In an attempt to keep at least somewhat current, I’m going to talk a little about my September 2014 picks for the Bloggers Recommend newsletter while that newsletter is hot off the presses (instead of four or eight months later).

More often that I expect, things that I read either converge with something unrelated in my life in in subsequent books that I read. Whether this can be attributed to the collective unconscious, trends in general, or just heightened awareness brought about by things that I read, I don’t know. For whatever reason, this was very true of the two books I recommended for September:

Cover of The Lightkeepers WifeThe Lightkeeper’s Wife by Sarah Anne Johnson

September 9 from Sourcebooks Landmark

Blurb from Bloggers Recommend:

During her husband’s absence in 1843, Hannah acts instinctively and, knowing well that he would disapprove, ventures into a storm to save a drowning sailor. While the title may superficially describe Hannah, Johnson’s novel isn’t simply standard fare for women’s historical fiction. Adventurous, well-paced, and thought provoking, The Lightkeeper’s Wife delves into the construction of gender roles and identity in a patriarchal society dependent on the sea.

Cover of Neverhome

Neverhome by Laird Hunt

September 9 from Little, Brown

Blurb from Bloggers Recommend:

Not all Civil War soldiers were men. Ash Thompson, who enlists in place of her husband, was one such soldier. The experience changes her and her husband in ways they couldn’t have predicted. Reminiscent of True Grit, Neverhome smartly captures the isolation and courage of a determined soldier with a secret.

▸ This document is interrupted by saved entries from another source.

PR #2013, opened 2023-05-09
feat: add option to override default kubernetes scheduler

### LINKED ISSUE #1863: Add option to override default kubernetes scheduler
The application does not have the ability to overwrite the default scheduler (kube-scheduler) when running pods and jobs. This option is useful when the cluster uses Portworx storage and a custom Stork sheduler is required to be able to use this type of K8S Storage and also might be useful for other specific configurations or deviations applied to different clusters.

This capability can be achieved by adding another optional ClusterSpec parameter and then propagating it to the configuration of pods and jobs. Thanks to this, the end user will be able to freely overwrite this variable and in the case of a default setting, it will take the default cluster value (in most cases kube-scheduler).

Stork (as example) description: https://portworx.com/blog/stork-storage-orchestration-kubernetes/

Adrixop95:
Added the ability to override the default k8s sheduler with a custom one.

Fixes #1863


api/v1/cluster_types.go
```diff
@@ -135,6 +135,12 @@ type ClusterSpec struct {
 	// +optional
 	ImagePullPolicy corev1.PullPolicy `json:"imagePullPolicy,omitempty"`
 
+	// Name for custom sheduler when the default one cannot be used
+	// If not defined, it defaults to `default-scheduler`.
```
phisco, line 139: I think it would be better to default to "", as that would be the same behavior we currently have and doesn't need any assumption to be made

phisco (changes requested):

api/v1/cluster_types.go
Adrixop95: Okay, that makes sense.
I added additional parameter to kubebuilder:
`// +kubebuilder:default:=none`

From what I understand, it should generate by default the target result of an empty string.

phisco: yeah, either that or just not setting a default at all would have the same effect 👍

api/v1/cluster_types.go
```diff
@@ -135,6 +135,13 @@ type ClusterSpec struct {
...
+	// More info: https://kubernetes.io/docs/concepts/scheduling-eviction/kube-scheduler/
+	// +optional
+	// +kubebuilder:default:=none
```
phisco, line 142:
```suggestion
	// Name for custom scheduler when the default one cannot be used.
	// More info: https://kubernetes.io/docs/concepts/scheduling-eviction/kube-scheduler/
	// +optional
```

phisco: this will need to regenerate docs and CRDs

Adrixop95: I modified the description as suggested and regenerated the docs and CRDs.

phisco (approved):
For some reason it looks like I'm you have a few already merged commits, so this should be rebased before merging, other than that, LGTM

phisco (changes requested):
I have to investigate the failures in the e2es

phisco (approved):

Adrixop95:
> /test

Hey, from what I can see, 2 test scenarios didn't execute correctly, it seems to me that this fail is not entirely related to this change, but some timeout/waiting for the cluster to recreate resources. Could you please confirm this and re-run the tests or guide me what might cause such a problem so I can try to fix it?

armru (approved):

mnencia:
I would instead prefer to have a rollout when we change the scheduler. The rationale is that if you break the pod configuration, it is better to immediately have a not-working replica and then notice it after months when you need to do a rollout for an unrelated change.

armru:
I agree with @mnencia

mnencia (approved):

PR #2015, opened 2023-05-10
test: deprecate CreateNamespace

### LINKED ISSUE #2010: E2E: CreateNamespace should create and return a unique namespace
We should alter the func (env TestingEnvironment) CreateNamespace function to ensure uniqueness.
That function should create a unique Namespace and return its name.

We can think of several alternatives:

- use UUID’s to ensure uniqueness (but the resulting names would be long)

- add a go-routine-safe map data structure in TestingEnvironment where we could keep track of all namespaces created, and check for collisions

- have an atomic counter for namespaces. CreateNamespace() would reserve an entry in the counter, say “13”, then append the counter to the namespace argument provided by the user

This will ensure that we avoid conflicts during E2E runs

The issue was originally reported by @jsilvela

armru:
Closes #2010

### DIFF
--- a/tests/e2e/apparmor_test.go
+++ b/tests/e2e/apparmor_test.go
@@ -32,10 +32,11 @@ var _ = Describe("AppArmor support", Serial, Label(tests.LabelNoOpenshift, tests
 	const (
 		clusterName         = "cluster-apparmor"
 		clusterAppArmorFile = fixturesDir + "/apparmor/cluster-apparmor.yaml"
-		namespace           = "cluster-apparmor-e2e"
+		namespacePrefix     = "cluster-apparmor-e2e"
 		level               = tests.Low
 	)
 	var err error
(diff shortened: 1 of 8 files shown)


jsilvela:
I think the solution as is is incomplete, and needs further discussion.
The main issue is we keep basically the same interface: we provide a name, and create a namespace with that name.
Except, this may throw a runtime error if the namespace existed already…
In a way, this makes the new approach more brittle than the current one.

jsilvela (commented):
I think the solution as is is incomplete, and needs further discussion.
The main issue is we keep basically the same interface: we provide a name, and create a namespace with that name.
Except, this may throw a runtime error if the namespace existed already…
In a way, this makes the new approach more brittle than the current one.

jsilvela (approved):

mnencia (approved):

PR #2034, opened 2023-05-16
feat: add podMonitor support to pooler

### LINKED ISSUE #1966: [Feature] `enablePodMonitor` for `Pooler` CRD
The `Cluster` CRD has a helpful flag to enable creation of a `PodMonitor` for the postgresql servers as a part of their creation.

It would be helpful if a similar feature existed for the `Pooler` objects as well.

https://cloudnative-pg.io/documentation/1.19/connection_pooling/#monitoring

armru:
Closes #1966


api/v1/pooler_types.go
```diff
@@ -72,6 +72,10 @@ type PoolerSpec struct {
 
 	// The deployment strategy to use for pgbouncer to replace existing pods with new ones
 	DeploymentStrategy *appsv1.DeploymentStrategy `json:"deploymentStrategy,omitempty"`
+
+	// Enable or disable the `PodMonitor`
+	// +kubebuilder:default:=false
+	EnablePodMonitor bool `json:"enablePodMonitor,omitempty"`
```
phisco, line 78: What about moving this in a dedicated MonitoringConfiguration? This way we would mirror what we are already doing in the Cluster resource, and if down the line we want to add custom queries we can do so without breaking the APIs.

leonardoce (approved):

Issue #2050, opened 2023-05-19
e2e: avoid to use grace-period=0 in E2E test


litaocdl:
Deleting pods with grace-period=0 is unsafe because it immediately deletes the pod from the API server, leaving the container running for some time. That could lead to two pods insisting on the same data volume. 

Use grace-period=1 instead.

PR #2051, opened 2023-05-19
test: use gracePeriodSeconds=1 in e2e test while deleting pod

litaocdl:
closes: #2050

### DIFF
--- a/tests/e2e/asserts_test.go
+++ b/tests/e2e/asserts_test.go
@@ -2281,10 +2281,16 @@ func OfflineResizePVC(namespace, clusterName string, timeout int) {
 				// Deleting standby and replica pods
 				err = env.DeletePod(namespace, pod.Name, forceDelete)
 				Expect(err).ToNot(HaveOccurred())
-				// Ensuring cluster is healthy with three pods
-				AssertClusterIsReady(namespace, clusterName, timeout, env)
 			}
 		}
+		// Make sure the cluster phase changed first
+		AssertClusterEventuallyDepartsPhase(namespace, clusterName, apiv1.PhaseHealthy, timeout)
+		// Ensuring cluster is healthy with three pods, we only need verify here once to safe time,
+		// but we need to make sure the cluster changed to un-health first, otherwise, it will be too
+		// quick, the status of the cluster did not have time to change from healthy to un-health, but
+		// the code reach to deleting primary pod.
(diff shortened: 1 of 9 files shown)


tests/e2e/asserts_test.go
```diff
@@ -2281,10 +2281,16 @@ func OfflineResizePVC(namespace, clusterName string, timeout int) {
...
-				AssertClusterIsReady(namespace, clusterName, timeout, env)
 			}
 		}
+		// Make sure the cluster phase changed first
+		AssertClusterEventuallyDepartsPhase(namespace, clusterName, apiv1.PhaseHealthy, timeout)
+		// Ensuring cluster is healthy with three pods, we only need verify here once to safe time,
+		// but we need to make sure the cluster changed to un-health first, otherwise, it will be too
+		// quick, the status of the cluster did not have time to change from healthy to un-health, but
+		// the code reach to deleting primary pod.
+		AssertClusterIsReady(namespace, clusterName, timeout, env)
```
jsilvela, line 2292: checking for cluster ready after cluster is no longer healthy (after pods have been deleted) is surprising me

tests/e2e/asserts_test.go
```diff
@@ -2281,10 +2281,16 @@ func OfflineResizePVC(namespace, clusterName string, timeout int) {
 				// Deleting standby and replica pods
 				err = env.DeletePod(namespace, pod.Name, forceDelete)
 				Expect(err).ToNot(HaveOccurred())
-				// Ensuring cluster is healthy with three pods
-				AssertClusterIsReady(namespace, clusterName, timeout, env)
 			}
 		}
+		// Make sure the cluster phase changed first
+		AssertClusterEventuallyDepartsPhase(namespace, clusterName, apiv1.PhaseHealthy, timeout)
```
jsilvela, line 2287: are we sure this is always going to happen? I'm testing locally and the transition isn't there...

jsilvela (approved):

tests/e2e/asserts_test.go
mnencia: I think we should do it differently. AssertClusterIsReady should make sure that none of the Cluster's pods is deleted.

tests/e2e/asserts_test.go
litaocdl: Yeah, if we change grace_period=1, this test case failed everytime.

mnencia (approved):

PR #5325, opened 2024-08-19
feat: declarative database management

### LINKED ISSUE #5501: Add CRD and controller for Database objects

leonardoce:
Add support for declarative database management by introducing a new Custom Resource called `Database`.

This new CR is controlled by the instance manager of the primary instance.

Database deletion is controlled via a finalizer, with a default retention policy of `retain`. As a result, deleting a Database object in Kubernetes will not remove the underlying PostgreSQL database by default. The user can change this behavior by explicitly setting the retention policy to `delete`.

Closes #5501


leonardoce:
This PR have been split from #5454 and contains only the code related to the declarative database management.

internal/management/controller/database_controller.go
```diff
@@ -0,0 +1,393 @@
...
+	}
+
+	return nil
+}
+
+func (r *DatabaseReconciler) createDatabase(
+	ctx context.Context,
+	db *sql.DB,
+	obj *apiv1.Database,
+) error {
```
jsilvela, line 294: This and the other functions that interact with Postgres, IMO should go in a dedicate file perhaps in `pkg/postgres`

internal/management/controller/database_controller.go
```diff
@@ -0,0 +1,393 @@
...
+
+	// This is not for me!
+	if database.Spec.ClusterRef.Name != r.instance.ClusterName {
+		return ctrl.Result{}, nil
+	}
+
+	// If everything is reconciled, we're done here
+	if database.Generation == database.Status.ObservedGeneration {
+		return ctrl.Result{}, nil
+	}
```
jsilvela, line 96: What if there's drift on the side of the database because a user made changes there?
If I'm understanding right, as long as the CR didn't change, this would be left alone.

leonardoce:
This PR has been split. I'm closing it in favor of #5329 and #5325.

gabriele-wolfox:
E2E test run on  EDB fork https://github.com/EnterpriseDB/cloudnative-pg/actions/runs/10814905112

gabriele-wolfox (approved):

NiccoloFei (approved):

jsilvela (approved):

pschichtel:
Just two quick questions without having looked at the changes beyond the surface:

* will it be possible to "adopt" existing databases into operator management?
* the db-operator project, that I'm currently using for this task, has a mechanism to prevent accidental database deletion (if enabled they simple doesn't delete the underlying database), which seems useful in conjuction with CD tools. Is something like this planned?

Thanks for the work!

mnencia (approved):

mnencia:
> * will it be possible to "adopt" existing databases into operator management?

If you create a `Database` object and the database already exists, the database is "adopted" and reconciled to the definition in the object.

> * the db-operator project, that I'm currently using for this task, has a mechanism to prevent accidental database deletion (if enabled they simple doesn't delete the underlying database), which seems useful in conjuction with CD tools. Is something like this planned?

The `databaseReclaimPolicy` property controls exactly that behavior.

docs/src/declarative_database_management.md
```diff
@@ -0,0 +1,60 @@
+# Declarative Database Management
+
+Declarative database management enables users to control the lifecycle of
+databases using a new Custom Resource Definition (CRD) called `Database`.
```
jsilvela, line 4:
```suggestion
databases via a new Custom Resource Definition (CRD) called `Database`.
```

PR #5329, opened 2024-08-20
feat: add declarative management of PostgreSQL logical replication

### LINKED ISSUE #5567: [split from `#13`] add CRDs and controllers for Publication and Subscription

leonardoce:
This pull request adds a feature for managing PostgreSQL logical replication through a declarative method by introducing two new Kubernetes CRDs: Publications and Subscriptions.

## Release notes

Introduced declarative management of PostgreSQL publications and subscriptions via Kubernetes CRDs

Closes #5567 

## Notes for reviewers

Based on #5325. To be merged after that.


jsilvela:
After discussion, we agree that we should fix OLM in this PR.

gabriele-wolfox (approved):

NiccoloFei (approved):

config/olm-samples/postgresql_v1_publication.yaml
```diff
@@ -0,0 +1,11 @@
...
+kind: Publication
+metadata:
+  name: publication-sample
+spec:
+  name: pub
+  dbname: app
+  cluster:
+    name: cluster-sample
+  target:
+    allTables: {}
```
jsilvela, line 11:
```suggestion
    allTables: true
```

docs/src/e2e.md
```diff
@@ -127,3 +127,6 @@ and the following suite of E2E tests are performed on that cluster:
      * Declarative creation of temporary tablespaces
      * Backup / recovery from object storage
      * Backup / recovery from volume snapshots
+
+* **Publication and Subscription:**
```
jsilvela, line 131: IMO this belongs in the Replication grouping, we don't need a top-level grouping for it

docs/src/samples/cluster-example-logical-source.yaml
```diff
@@ -30,3 +30,15 @@ spec:
...
+kind: Publication
+metadata:
+  name: cluster-example-pub
+spec:
+  name: pub
+  dbname: app
+  cluster:
+    name: cluster-example
+  target:
+    allTables: {}
```
jsilvela, line 44:
```suggestion
    allTables: true
```

jsilvela (approved):
Nice. One comment in the test. In the fixture directory, we're making files be `.template` even when they don't have any variables to substitute. It works but IMO we can use plain `.yaml`

internal/management/controller/common.go
```diff
@@ -71,3 +75,24 @@ func getClusterFromInstance(
...
+		keys = append(keys, k)
+	}
+
+	// sort the slice by keys
+	sort.Strings(keys)
+
+	b := new(bytes.Buffer)
+	for _, key := range keys {
+		// TODO(armru): should we sanitize the key?
+		// TODO(armru): any alternative to pg.QuoteLiteral?
```
armru, line 92: @mnencia

armru:
Given that I've made extensive changes I feel like I'm not impartial enough to do a review to approve the patch, I will leave the mantainers approvals to the others

api/v1/publication_types.go
```diff
@@ -0,0 +1,128 @@
...
+	DBName string `json:"dbname"`
+
+	// The owner
+	Owner string `json:"owner,omitempty"`
+
+	// Parameters
+	Parameters map[string]string `json:"parameters,omitempty"`
+
+	// Publication target
+	Target PublicationTarget `json:"target,omitempty"`
```
armru, line 58: Is `omitempty` really needed?

api/v1/publication_types.go
```diff
@@ -0,0 +1,158 @@
...
+// +kubebuilder:validation:XValidation:rule="(has(self.allTables) && !has(self.objects)) || (!has(self.allTables) && has(self.objects))",message="allTables and objects are mutually exclusive"
+type PublicationTarget struct {
+	// All tables should be published
+	// +optional
+	AllTables bool `json:"allTables,omitempty"`
+
+	// Just the following schema objects
+	// +optional
+	// +kubebuilder:validation:XValidation:rule="!(self.exists(o, has(o.table) && has(o.table.columns)) && self.exists(o, has(o.tablesInSchema)))",message="specifying a column list when the publication also publishes tablesInSchema is not supported"
+	// +kubebuilder:validation:MaxItems=100000
```
mnencia, line 79: This may look weird, but it is required otherwise the CRD cannot be loaded in the API server. The error would be
```
The CustomResourceDefinition "publications.postgresql.cnpg.io" is invalid: spec.validation.openAPIV3Schema.properties[spec].properties[target].properties[objects].x-kubernetes-validations[0].rule: Forbidden: estimated rule cost exceeds budget by factor of 1.153433x (try simplifying the rule, or adding maxItems, maxProperties, and maxLength where arrays, maps, and strings are declared)
```

api/v1/publication_types.go
mnencia: It's not. I've removed it.

docs/src/samples/publication-example-objects.yaml
```diff
@@ -9,10 +9,8 @@ spec:
   dbname: app
   target:
     objects:
+      - tablesInSchema: public
       - table:
```
jsilvela: OK, so this will now fail, since tablesInSchema is incompatible with `table`, right? If so should the sample be renamed to reflect that it will fail?

mnencia: The example works perfectly. If you want a failing example here I have one:

```
kind: Publication
metadata:
  name: publication-example-objects-fail
spec:
  cluster:
    name: cluster-example
  name: pub-objects-fail
  dbname: app
  target:
    objects:
      - tablesInSchema: public
      - table:
          schema: another_schema
          name: numbers_three
          only: true
          columns:
            - i
            - m
```

armru (approved):

mnencia (approved):

gbartolini:
I was trying this patch, specifically applied the following examples:

- docs/src/samples/cluster-example-logical-source.yaml
- docs/src/samples/cluster-example-logical-destination.yaml

When I delete the two clusters, I find it odd that publications and subscriptions are left (I understand that we created the object, but still ... I find it odd). This is their status:

```
kind: Subscription
metadata:
  annotations:
    kubectl.kubernetes.io/last-applied-configuration: |
      {"apiVersion":"postgresql.cnpg.io/v1","kind":"Subscription","metadata":{"annotations":{},"name":"cluster-example-dest-sub","namespace":"default"},"spec":{"cluster":{"name":"cluster-example-dest"},"dbname":"app","externalClusterName":"cluster-example","name":"sub","publicationName":"pub"}}
  creationTimestamp: "2024-11-26T14:39:52Z"
  generation: 1
  name: cluster-example-dest-sub
  namespace: default
  resourceVersion: "80870"
  uid: 45bdbf14-aef0-4c2b-95d1-28b11976e031
spec:
  cluster:
    name: cluster-example-dest
  dbname: app
  externalClusterName: cluster-example
  name: sub
  publicationName: pub
  subscriptionReclaimPolicy: retain
status:
  applied: true
  observedGeneration: 1
---
kind: Publication
metadata:
  annotations:
    kubectl.kubernetes.io/last-applied-configuration: |
      {"apiVersion":"postgresql.cnpg.io/v1","kind":"Publication","metadata":{"annotations":{},"name":"cluster-example-pub","namespace":"default"},"spec":{"cluster":{"name":"cluster-example"},"dbname":"app","name":"pub","target":{"allTables":true}}}
  creationTimestamp: "2024-11-26T14:29:12Z"
  generation: 1
  name: cluster-example-pub
  namespace: default
  resourceVersion: "80808"
  uid: cfee4a78-a333-490d-9935-3f2a97da6822
spec:
  cluster:
    name: cluster-example
  dbname: app
  name: pub
  publicationReclaimPolicy: retain
  target:
    allTables: true
status:
  applied: true
  observedGeneration: 1
```

At least, if we keep them, is it possible to say that it is not applied and throw an error?

jsilvela:
Interesting case. Had not thought about it.
So, right now the Pub/Sub CRD's (and same with the Database CRD) work in a "reconcile-and-forget" model. See how `Generation == ObservedGeneration`.
By similarity with the case of deleting the Pub/Sub or Database from Postgres when we delete the CRD's, I can think of a finalizer being installed in the Cluster object, if there are Pub/Sub pointing to it.
This is going to require some design discussion.

jsilvela:
Actually, really easy to fix.
We just need to check the cluster for existence before we get to the comparison of ObservedGeneration with Generation.

jsilvela:
After discussion we agree on an approach.
We have opened a sub-issue to track: https://github.com/cloudnative-pg/cloudnative-pg/issues/6172

gbartolini (approved):

docs/src/logical_replication.md
```diff
@@ -0,0 +1,444 @@
...
+is the source of data changes. It acts as a logical container for the change
+sets (also known as *replication sets*) generated from one or more tables within
+a database. Publications can be defined on any PostgreSQL 10+ instance acting
+as the *publisher*, including instances managed by popular DBaaS solutions in the
+public cloud. Each publication is tied to a single database and provides
+fine-grained control over which tables and changes are replicated.
+
+For publishers outside Kubernetes, you can [create publications using SQL](https://www.postgresql.org/docs/current/sql-createpublication.html)
+or leverage the [`cnpg publication create` plugin command](kubectl-plugin.md#logical-replication-publications).
+
```
jsilvela, line 45: I'm not sure I'm getting this. In this paragraph we're on the topic of publishers outside Kubernetes. So does it make sense to offer the possibility of using the kubectl plugin command `publication create`? Is that better in a separate paragraph?

docs/src/logical_replication.md
```diff
@@ -0,0 +1,444 @@
...
+- `metadata.name`: A unique name for the Kubernetes `Subscription` object
+  within its namespace.
+- `spec.cluster.name`: The name of the PostgreSQL cluster where the
+  subscription will be created.
+- `spec.dbname`: The name of the database in which the subscription will be
+  created.
+- `spec.name`: The name of the subscription as it will appear in PostgreSQL.
+- `spec.externalClusterName`: The name of the external cluster, as defined in
+  the `spec.cluster.name` cluster's configuration. This references the
+  publisher database.
```
jsilvela, line 225: "references the publisher database" IMO this could be confusing.
The externalClusterName references the publisher cluster, while the publisher database is really implicit in the choice of publicationName, no?

jsilvela: Answering my own comment: the database name is in the connection parameters.

docs/src/logical_replication.md
mnencia: `publication create` works on source databases outside Kubernetes as long as the destination Cluster has a usable definition for the source in the external clusters.

PR #5360, opened 2024-08-23
Use single database for pgbouncer authentication queries

usernamedt:
I propose to add the `AuthQueryDb` setting that enables the use of PgBouncer `auth_dbname` setting:

> Database name in the [database] section to be used for authentication purposes. This option can be either global or overridden in the connection string if this parameter is specified.

The issue with the current approach is that users might accidentally delete or revoke access to the `public.user_search()` function, which could lock them out of a specific database. By placing this access function in a designated database (e.g., 'postgres'), it becomes easier to manage this behavior and reduce the risk of being locked out.

However, I am unsure where exactly this setting should belong, as it influences both the Pooler and Postgres behavior. I have uploaded a proof-of-concept code with a fixed database ('postgres'). If the community finds this feature valuable, I am willing to update the PR with the required logic.

### DIFF
--- a/internal/management/controller/instance_controller.go
+++ b/internal/management/controller/instance_controller.go
@@ -574,6 +574,12 @@ func (r *InstanceReconciler) reconcileDatabases(ctx context.Context, cluster *ap
 					fmt.Errorf("could not reconcile extensions for database %s: %w", databaseName, err))
 			}
 		}
+		if databaseName != "postgres" {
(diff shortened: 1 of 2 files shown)


gbartolini:
Did you check this issue first? #1383

usernamedt:
Oops, looks like mine is a duplicate:) I'll look into it, thank you.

Both of these novels follow women as they venture down paths traditionally traveled by men. Prior to the circumstances beginning each novel, these women were restricted to the expectations of their gender. Walking beside these women was fascinating. They had the fortitude to persevere despite the disapproval of outside forces, but taking steps outside of the box to which they had been circumscribed wasn’t all that they might have hoped. Often they found that what looked like freedom before comes with limitations of its own. After reading these two books, I’m even more eager to read Liar, Temptress, Soldier, Spy by Karen Abbott. It’s also a September release featured in Bloggers Recommend.